Please output each line of the data exactly as it appears.

Extracted data entries:
^^^^^^^^^^^^^^^^

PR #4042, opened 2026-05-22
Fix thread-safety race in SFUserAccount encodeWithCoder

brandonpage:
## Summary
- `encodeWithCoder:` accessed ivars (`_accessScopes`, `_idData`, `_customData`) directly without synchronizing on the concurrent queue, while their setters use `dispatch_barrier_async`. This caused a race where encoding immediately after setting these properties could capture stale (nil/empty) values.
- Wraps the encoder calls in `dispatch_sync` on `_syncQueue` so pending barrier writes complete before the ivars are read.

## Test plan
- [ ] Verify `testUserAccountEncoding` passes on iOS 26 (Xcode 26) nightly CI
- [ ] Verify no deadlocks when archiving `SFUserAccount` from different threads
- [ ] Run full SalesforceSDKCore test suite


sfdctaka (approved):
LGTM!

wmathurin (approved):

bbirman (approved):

^^^^^^^^^^^^^^^^

● SOLUTION FOR THIS TASK:
PR #4042, opened 2026-05-22
Fix thread-safety race in SFUserAccount encodeWithCoder

brandonpage:
## Summary
- `encodeWithCoder:` accessed ivars (`_accessScopes`, `_idData`, `_customData`) directly without synchronizing on the concurrent queue, while their setters use `dispatch_barrier_async`. This caused a race where encoding immediately after setting these properties could capture stale (nil/empty) values.
- Wraps the encoder calls in `dispatch_sync` on `_syncQueue` so pending barrier writes complete before the ivars are read.

## Test plan
- [ ] Verify `testUserAccountEncoding` passes on iOS 26 (Xcode 26) nightly CI
- [ ] Verify no deadlocks when archiving `SFUserAccount` from different threads
- [ ] Run full SalesforceSDKCore test suite


sfdctaka (approved):
LGTM!

wmathurin (approved):

bbirman (approved):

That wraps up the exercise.